OpenGait/docs/0.get_started.md

# Get Started
## Installation
1. clone this repo.
    ```
    git clone https://github.com/ShiqiYu/OpenGait.git
    ```
2. Install dependenices:
    - pytorch >= 1.10
    - torchvision
    - pyyaml
    - tensorboard
    - opencv-python
    - tqdm
    - py7zr
    - kornia
    - einops

    Install dependenices by [Anaconda](https://conda.io/projects/conda/en/latest/user-guide/install/index.html):
    ```
    conda install tqdm pyyaml tensorboard opencv kornia einops -c conda-forge
    conda install pytorch==1.10 torchvision -c pytorch
    ```
    Or, Install dependenices by pip:
    ```
    pip install tqdm pyyaml tensorboard opencv-python kornia einops
    pip install torch==1.10 torchvision==0.11
    ```
## Prepare dataset
See [prepare dataset](2.prepare_dataset.md).

## Get trained model
- Option 1:
    ```
    python misc/download_pretrained_model.py
    ```
- Option 2: Go to the [release page](https://github.com/ShiqiYu/OpenGait/releases/), then download the model file and uncompress it to [output](output).

## Train
Train a model by
```
CUDA_VISIBLE_DEVICES=0,1 python -m torch.distributed.launch --nproc_per_node=2 opengait/main.py --cfgs ./configs/baseline/baseline.yaml --phase train
```
- `python -m torch.distributed.launch` [DDP](https://pytorch.org/tutorials/intermediate/ddp_tutorial.html) launch instruction.
- `--nproc_per_node` The number of gpus to use, and it must equal the length of `CUDA_VISIBLE_DEVICES`.
- `--cfgs` The path to config file.
- `--phase` Specified as `train`.
<!-- - `--iter` You can specify a number of iterations or use `restore_hint` in the config file and resume training from there. -->
- `--log_to_file` If specified, the terminal log will be written on disk simultaneously.

You can run commands in [train.sh](train.sh) for training different models.

For long-running local jobs, prefer the supervised `systemd-run --user` workflow documented in [systemd-run-training.md](systemd-run-training.md). It uses `torchrun`, UUID-based GPU selection, real log files, and survives shell/session teardown more reliably than `nohup ... &`.

## Test
Evaluate the trained model by
```
CUDA_VISIBLE_DEVICES=0,1 python -m torch.distributed.launch --nproc_per_node=2 opengait/main.py --cfgs ./configs/baseline/baseline.yaml --phase test
```
- `--phase` Specified as `test`.
- `--iter` Specify a iteration checkpoint.
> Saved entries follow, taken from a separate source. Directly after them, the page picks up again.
PR #75, opened 2026-05-25
feat: live-tracking cleanup + bg-shells/cron data layer + UI

### LINKED ISSUE #76: fix(token-cost): 6 bugs in token/cost calculation and display
## Overview

During an investigation into why the dashboard shows \$100+ costs for sessions on a \$20/month Pro plan, six bugs were found across the token pricing, cost calculation, and analytics aggregation layers. This issue documents all of them with enough context for a future implementer to fix them without re-exploring the codebase.

> **Root cause of user confusion (not a code bug):** The dashboard displays raw Anthropic API pricing — what the same session would cost a pay-as-you-go API customer. Pro subscribers don't pay per-token; Anthropic subsidises usage. \$100 in the dashboard ≠ \$100 charged. A UI disclaimer should be added alongside the cost metric.

---

### File
`api/models/usage.py:189-193`

### Description
The long-context threshold check (200K tokens → 2× input price for Sonnet) uses a `total_input` that **includes `cache_read_input_tokens`**. Claude Code caches conversation context aggressively; a single API call in a heavy session easily reads 200K+ tokens from cache. This flips the entire message to long-context pricing, doubling the cost of uncached input, cache writes, and cache reads alike (all derived from `input_price`).

```python
# current (inflating)
total_input = (
    self.input_tokens + self.cache_creation_input_tokens + self.cache_read_input_tokens
)
is_long = threshold > 0 and total_input > threshold
```

### Blast radius
Every cost calculation for any session that reads >200K tokens from cache per API call. This is the most common heavy-session pattern. Cost can be up to 2× the correct value.

### Proposed fix
Determine whether the threshold in Anthropic's published pricing is based on:
- (a) **total context length** (including cache-read tokens, since they form part of the model's effective context), or
- (b) **uncached prompt tokens only**

If (a): the code is technically correct per billing, but the UI should explain that large cached contexts trigger the surcharge.
If (b): change the threshold check to exclude cache reads:

```python
# option (b) — only count tokens that are "new" to the context
context_size = self.input_tokens + self.cache_creation_input_tokens
is_long = threshold > 0 and context_size > threshold
```

Verify against Anthropic's pricing page (https://www.anthropic.com/pricing) before committing.

---

### File
`api/db/indexer.py:559`

### Description
When persisting subagent rows to `subagent_invocations`, `calculate_cost()` is called without a model argument, silently defaulting to `claude-sonnet-4-6` pricing ($3/M input, $15/M output). If the subagent actually ran on Haiku ($0.80–$1/M input), costs are 3–4× inflated in the subagents/agents analytics tab.

```python
# current — wrong model
usage.calculate_cost()

# correct — pass actual model
usage.calculate_cost(subagent.get_primary_model())
```

### Blast radius
`subagent_invocations.cost_usd` column for every row ever written. Affects:
- Agents tab cost totals
- Plugin cost attribution (plugins.py reads `si.cost_usd` — see Bug 6)
- Any future analytics that joins `subagent_invocations`

Does **not** affect session-level `total_cost` in the `sessions` table (that path is correct).

### Proposed fix
1. Add a helper on the `Agent` model to return the primary model used:
   ```python
   # api/models/agent.py
   def get_primary_model(self) -> Optional[str]:
       models = self.get_models_used()
       return next(iter(models), None)
   ```
2. In the indexer, replace:
   ```python
   usage.calculate_cost()
   ```
   with:
   ```python
   usage.calculate_cost(subagent.get_primary_model())
   ```
3. After deploying, trigger a full re-index so historical rows are rewritten with correct costs.

---

### File
`api/routers/analytics.py:79-80`

### Description
The DB fast path stores `sessions.input_tokens = usage.total_input = input_tokens + cache_creation_input_tokens` (see `indexer.py:438`). A separate column `sessions.cache_creation_tokens` also stores `cache_creation_input_tokens`. The analytics query then sums both and adds them together:

```python
# current — double-counts cache_creation
total_cacheable = (
    totals["total_input"] + totals["total_cache_creation"] + totals["total_cache_read"]
)
# = (input + cache_creation) + cache_creation + cache_read
# = input + 2×cache_creation + cache_read   ← WRONG
```

This inflates the denominator, making the displayed cache hit rate **lower** than the real value.

### Blast radius
Cache hit rate metric on the global analytics page and project analytics page (DB fast path only). The full-parse fallback path (`analytics.py:532-533`) is correct.

### Proposed fix
```python
# correct — total_input already contains cache_creation
total_cacheable = totals["total_input"] + totals["total_cache_read"]
```

One-line fix. No schema change needed.

---

### File
`api/routers/analytics.py:546-554`

### Description
When a session used multiple models, the project analytics path splits the session's aggregate tokens evenly using integer division, then prices each split at that model's rate:

```python
model_count = len(session_models)
for model in session_models:
    split_usage = TokenUsage(
        input_tokens=usage.input_tokens // max(1, model_count),   # even split
        output_tokens=usage.output_tokens // max(1, model_count),
        ...
    )
    total_cost += split_usage.calculate_cost(model)
```

This is doubly wrong:
1. `//` integer division silently drops up to `model_count − 1` tokens per field per session.
2. Even splitting is never accurate — a session typically uses Sonnet for 95% of turns and Haiku for agents, producing severe cost misattribution.

### Blast radius
Project-level `estimated_cost_usd` in the analytics tab, for any project that used more than one model in a session. Session-level `total_cost` (calculated per-message with the real model) is unaffected.

### Proposed fix
The session model already computes per-message cost correctly (`session.py:459`). For analytics, retrieve `session.total_cost` directly instead of re-computing:

```python
# replace the model-split loop with:
total_cost += session.get_total_cost()
```

This avoids the even-split approximation entirely since `get_total_cost()` iterates each `AssistantMessage` with its actual model.

---

### File
`api/routers/plugins.py:606-608`

### Description
Cost attribution for plugins hardcodes Sonnet input/output prices and ignores cache tokens:

```python
# current — hardcoded, no cache
input_cost = (usage.input_tokens / 1_000_000) * 3.0
output_cost = (usage.output_tokens / 1_000_000) * 15.0
session_cost = input_cost + output_cost
```

This ignores:
- Model actually used (Haiku sessions show 3× inflated plugin cost)
- Cache write tokens (priced at 1.25× input)
- Cache read tokens (priced at 0.10× input)
- Long-context pricing

### Blast radius
Plugin tab cost totals only. Does not affect session or project cost.

### Proposed fix
```python
from models.usage import TokenUsage

usage_obj = TokenUsage(
    input_tokens=usage.input_tokens,
    output_tokens=usage.output_tokens,
    cache_creation_input_tokens=usage.cache_creation_input_tokens,
    cache_read_input_tokens=usage.cache_read_input_tokens,
)
session_cost = usage_obj.calculate_cost(session.get_primary_model())
```

Note: `session.get_primary_model()` or `session.get_models_used()` will need to be checked — the variable naming in this router should be verified before patching.

---

### File
`api/routers/analytics.py:92` and `api/db/queries.py:439-440`

### Description
The "Total Tokens" stat on analytics pages is computed as:

```python
total_tokens = totals["total_input"] + totals["total_output"]
# = (input + cache_creation) + output
# cache_read_tokens are NOT included
```

The DB column `sessions.input_tokens` stores `input + cache_creation` but not cache reads. So "Total Tokens" silently omits cache-read tokens from the displayed count, making it look like much less work happened than actually did.

### Blast radius
Display only — cosmetic undercount of total tokens on analytics pages. Does not affect cost calculation.

### Proposed fix
Option A: Update the SQL aggregation to include `cache_read_tokens`:
```sql
-- in db/queries.py query_analytics()
COALESCE(SUM(input_tokens), 0) + COALESCE(SUM(cache_read_tokens), 0) as total_input
```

**Tip**: Other arguments are the same as train phase.

You can run commands in [test.sh](test.sh) for testing different models.

## Customize
1. Read the [detailed config](docs/1.detailed_config.md) to figure out the usage of needed setting items;
2. See [how to create your model](docs/2.how_to_create_your_model.md);
3. There are some advanced usages, refer to [advanced usages](docs/3.advanced_usages.md), please.

## Warning
- In `DDP` mode, zombie processes may be generated when the program terminates abnormally. You can use this command [sh misc/clean_process.sh](./misc/clean_process.sh) to clear them.